The answer must be every line of the records below that contains the word "onClick", copied out.

* Stored records
════════

PR #812, opened 2026-04-16
fix: align product validation ordering and publish readiness

maximotodev:
## Summary

This PR implements PR 7 of issue #724 by aligning Add Product validation ordering and publish-readiness under one explicit blocker model in `ProductFormContent`.

Earlier slices established:

* create/edit session boundaries
* navigation vs draft mutation
* canonical shipping truth
* quick-create shipping identity
* V4V semantic truth
* explicit workflow/bootstrap resolution

This PR builds on those boundaries by making forward progression and publish readiness depend on the same ordered validation signals, instead of scattered inline booleans and partially duplicated checks.

## What this changes

* replaces old inline validation booleans in `ProductFormContent` with ordered validation/blocker evaluation
* introduces per-tab validation issue tracking and whole-form blocker aggregation
* gates forward tab progression on the first blocking tab in create flow
* keeps edit flow navigation semantics intact while preserving validation-aware publish readiness
* aligns shipping validation with canonical `shippingRef` truth instead of older display/object assumptions
* keeps current master shipping/bootstrap behavior and layers validation-ordering on top of it
* preserves prior workflow-resolver behavior rather than reintroducing effect-driven workflow correction

## Invariants enforced by this PR

* publish readiness and workflow readiness derive from the same canonical blocker set
* create-flow forward navigation does not bypass earlier required steps
* validation ordering is explicit and deterministic
* shipping validation keys off canonical `shippingRef`
* prior workflow resolver/bootstrap semantics are preserved
* prior shipping quick-create identity semantics are preserved

## What this PR intentionally does NOT do

This PR does **not** yet:

* redesign visible tab order or overall Add Product UX
* replace the workflow resolver with a full state machine
* redesign shipping tab UX
* change V4V semantic truth beyond consuming the existing setup semantics
* merge unrelated E2E stabilization or unrelated product fixes into this slice

## Testing

Focused checks run:

* `bun prettier --check src/components/sheet-contents/products/ProductFormContent.tsx`
* `bun test src/components/sheet-contents/products/v4vSetup.test.ts src/lib/workflow/productWorkflowResolver.test.ts src/lib/stores/product-navigation.test.ts`

All passed locally.

PR #835, opened 2026-04-24
fix(workflow): unify product create bootstrap and V4V gating across entrypoints

maximotodev:
## Summary

This PR fixes create-workflow policy drift between the two Add Product entrypoints:

- homepage sheet create
- dashboard route create

## What changed

- create mode no longer boots to `shipping` when shipping setup is empty
- fresh create now starts on `name` unless a requested tab is explicitly provided
- homepage sheet create now resolves and passes canonical workflow state into `ProductFormContent`
- homepage fresh-create bootstraps through the existing create-session path before setting the canonical initial tab
- added resolver test coverage for the new create policy
- added a dev-only warning for create-mode `ProductFormContent` mounts without a canonical workflow prop

## Why

Previously, homepage and dashboard create could disagree on:
- first step
- V4V first-publish gating
- fresh create-session bootstrap behavior

This PR aligns those policies without widening scope into the larger authoring refactor.

## Out of scope

This PR does not include:
- shared create shell
- shared readiness hook
- validation extraction
- shipping template UX redesign
- route cleanup
- stage-based authoring

## Validation

Ran:
- `bun prettier --write src/lib/workflow/productWorkflowResolver.ts src/lib/workflow/productWorkflowResolver.test.ts src/components/sheet-contents/products/index.tsx src/components/sheet-contents/products/ProductFormContent.tsx
`
- `bun prettier --check src/lib/workflow/productWorkflowResolver.ts src/lib/workflow/productWorkflowResolver.test.ts src/components/sheet-contents/products/index.tsx src/components/sheet-contents/products/ProductFormContent.tsx
`
- `bun test src/lib/workflow/productWorkflowResolver.test.ts`

## Follow-up

Planned next slices:
- shipping bootstrap/template cleanup
- shared readiness extraction
- shared create shell
- stage-based authoring workstream

### DIFF
--- a/src/components/product-authoring/ProductAuthoringStageNavigator.tsx
+++ b/src/components/product-authoring/ProductAuthoringStageNavigator.tsx
@@ -1,0 +1,38 @@
+import { Button } from '@/components/ui/button'
+import type { ProductAuthoringStage, ProductAuthoringStageResolution } from '@/lib/workflow/productAuthoringStages'
+import { CheckIcon } from 'lucide-react'
+
+export function ProductAuthoringStageNavigator({
+	resolution,
+	onStageSelect,
+}: {
+	resolution: ProductAuthoringStageResolution
+	onStageSelect: (stage: ProductAuthoringStage) => void
+}) {
+	return (
+		<div className="flex flex-wrap gap-2" aria-label="Product authoring stages">
+			{resolution.stages.map((stageState, index) => {
+				const isAttentionStage = stageState.isFirstIncomplete && !stageState.isComplete
+
+				return (
+					<Button
+						key={stageState.stage}
+						type="button"
+						variant={stageState.isSelected ? 'secondary' : 'outline'}
+						className="h-auto flex-1 min-w-[8rem] justify-start gap-2 px-3 py-2 text-left normal-case"
+						onClick={() => onStageSelect(stageState.stage)}
+						aria-current={stageState.isSelected ? 'step' : undefined}
+					>
+						<span className="flex h-6 w-6 shrink-0 items-center justify-center rounded-full border text-xs">
+							{stageState.isComplete ? <CheckIcon className="h-3.5 w-3.5" /> : index + 1}
+						</span>
+						<span className="flex min-w-0 flex-col">
+							<span className="truncate text-xs font-semibold">{stageState.label}</span>
+							{isAttentionStage ? <span className="text-[10px] text-red-600">Needs attention</span> : null}
+						</span>
+					</Button>
+				)
+			})}
+		</div>
+	)
+}
--- a/src/components/product-authoring/ProductAuthoringStageNavigator.tsx
+++ b/src/components/product-authoring/ProductAuthoringStageNavigator.tsx
@@ -21,6 +21,7 @@ export function ProductAuthoringStageNavigator({
 						variant={stageState.isSelected ? 'secondary' : 'outline'}
 						className="h-auto flex-1 min-w-[8rem] justify-start gap-2 px-3 py-2 text-left normal-case"
 						onClick={() => onStageSelect(stageState.stage)}
+						disabled={!stageState.canSelect}
 						aria-current={stageState.isSelected ? 'step' : undefined}
 					>
 						<span className="flex h-6 w-6 shrink-0 items-center justify-center rounded-full border text-xs">
--- a/src/lib/workflow/productAuthoringStages.ts
+++ b/src/lib/workflow/productAuthoringStages.ts
@@ -1,0 +1,126 @@
+import type { ProductFormTab } from '@/lib/stores/product'
+import type { ProductDraftValidation } from '@/lib/workflow/productDraftValidation'
+import type { ProductWorkflowResolution } from '@/lib/workflow/productWorkflowResolver'
+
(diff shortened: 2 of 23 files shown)


maximotodev:
Addressed the create-policy divergence between the two Add Product entrypoints.

This PR keeps scope narrow and does not widen into the shared shell / stage-based refactor.

What changed:

* create no longer boots to **Shipping** just because seller shipping is empty
* homepage sheet create now passes canonical workflow into `ProductFormContent`
* homepage fresh create uses the existing fresh-session path, so it does not retain prior selected shipping
* create-mode mounts without workflow now warn in dev

What this PR intentionally does **not** do:

* shipping template UX cleanup
* shared readiness hook / shared create shell
* validation extraction
* stage-based authoring
* route cleanup

Resolver unit tests pass and PR CI is green.

Franchovy:
Overall looks good, the enhancements regarding the different entry points and stages instead of tabs are appreciated. The validation also works well.

**EDIT**: Bringing this here instead of adding individual comments in the PR Review since it suggests an overall architecture change:

I'd like to suggest that we don't overhaul the existing tabs system with the stepper. Instead we build in the functionality necessary to make the tabs act as a stepper instead. 

My main point is that we shouldn't mix in "content" changes with "architecture", such as removing one tab and moving its content to another tab, since I think these kind of decisions are all up for UI/UX design debate and shouldn't be handled in an architecture refactor. Additionally there are more changes that should be made (e.g. move "specs" out of "pricing", remove useless "Product Type"), so a proper content refactor needs to be made there.

I suggest we reduce the scope of this PR to the improvements it brings, including stepper "behavior" without changing the tabs component OR use a pre-existing shadcn-based component (like [this one](https://shadcnstudio.com/blocks/dashboard-and-application/multi-step-form#multi-step-1)), only adding the ability/inability to go back & forth and validation. 

------------

**Other bugs/issues:**

1 - The biggest issue I found is this, in the "edit product" view. There appears to be both tabs and stages.

Screenshot 2026-05-04 at 11 00 05

I'd also challenge why we are keeping the tabs architecture under the hood instead of replacing it altogether. This might be an accumulation of technical debt if we don't clean up underneath as well.

2 - Another issue is this: When in the "Delivery" tab, if you press the "Enter" key in the shipping option price text field, it submits the entire form. This can lead to skipping V4V validation, and potentially other validation errors I haven't caught. 

https://github.com/user-attachments/assets/fd083e2d-52ba-466d-aace-3569eede9e49

We should ensure 1) that any "submit" pattern (which there should only be one) properly checks for validation and 2) text fields can at most submit the local form / current stage, not the entire flow, skipping stages.

3 - I also noticed there is a regression in having two scroll bars in the image uploading as well as in the delivery screen.

https://github.com/user-attachments/assets/85a0245a-b17b-4a01-8ef0-e9f91d42059c

src/components/product-authoring/ProductAuthoringStageNavigator.tsx
```diff
@@ -0,0 +1,39 @@
...
+	resolution: ProductAuthoringStageResolution
+	onStageSelect: (stage: ProductAuthoringStage) => void
+}) {
+	return (
+		<div className="flex flex-wrap gap-2" aria-label="Product authoring stages">
+			{resolution.stages.map((stageState, index) => {
+				const isAttentionStage = stageState.isFirstIncomplete && !stageState.isComplete
+
+				return (
+					<Button
```
Franchovy, line 18: This component has a few UI issues that can be improved by using a pre-built shadcn component. See my comment here: https://github.com/PlebeianApp/market/pull/835#issuecomment-4369768561

src/lib/workflow/productAuthoringStages.ts
```diff
@@ -0,0 +1,203 @@
...
+}
+
+export const PRODUCT_AUTHORING_V4V_SETUP_ISSUE = 'Value for Value (V4V) settings must be configured before publishing your first product'
+export const PRODUCT_AUTHORING_BOOTSTRAP_ISSUE = 'Seller readiness is still loading'
+
+export function isProductAuthoringStage(stage: string): stage is ProductAuthoringStage {
+	return PRODUCT_AUTHORING_STAGES.includes(stage as ProductAuthoringStage)
+}
+
+export function getProductAuthoringStageForTab(tab: ProductFormTab): ProductAuthoringStage {
```
Franchovy, line 67: Not sure why we are building stages "on top of" tabs, when we should either use one or another. As in my comment here, I suggest we keep this architecture-focused and refactor the different tabs & content in another PR. 
https://github.com/PlebeianApp/market/pull/835#issuecomment-4369768561

Franchovy (changes requested):

maximotodev:
Closing this PR as superseded by the smaller merged slices:

- #812 handled Add Product validation ordering / publish readiness.
- #860 handled create bootstrap policy across homepage sheet and dashboard route.

The remaining work in this branch is broader than the PR title/scope:
- stage-based authoring
- ProductCreateShell
- stage navigator
- readiness extraction
- validation extraction
- delivery-mode semantics
- shipping template cleanup
- publish/shipping changes

I preserved the branch as `backup/pr-835-pre-split-after-812-860` and will split the remaining work into smaller follow-up PRs so each boundary can be reviewed safely.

════════

* Task answer
+						onClick={() => onStageSelect(stageState.stage)}
 						onClick={() => onStageSelect(stageState.stage)}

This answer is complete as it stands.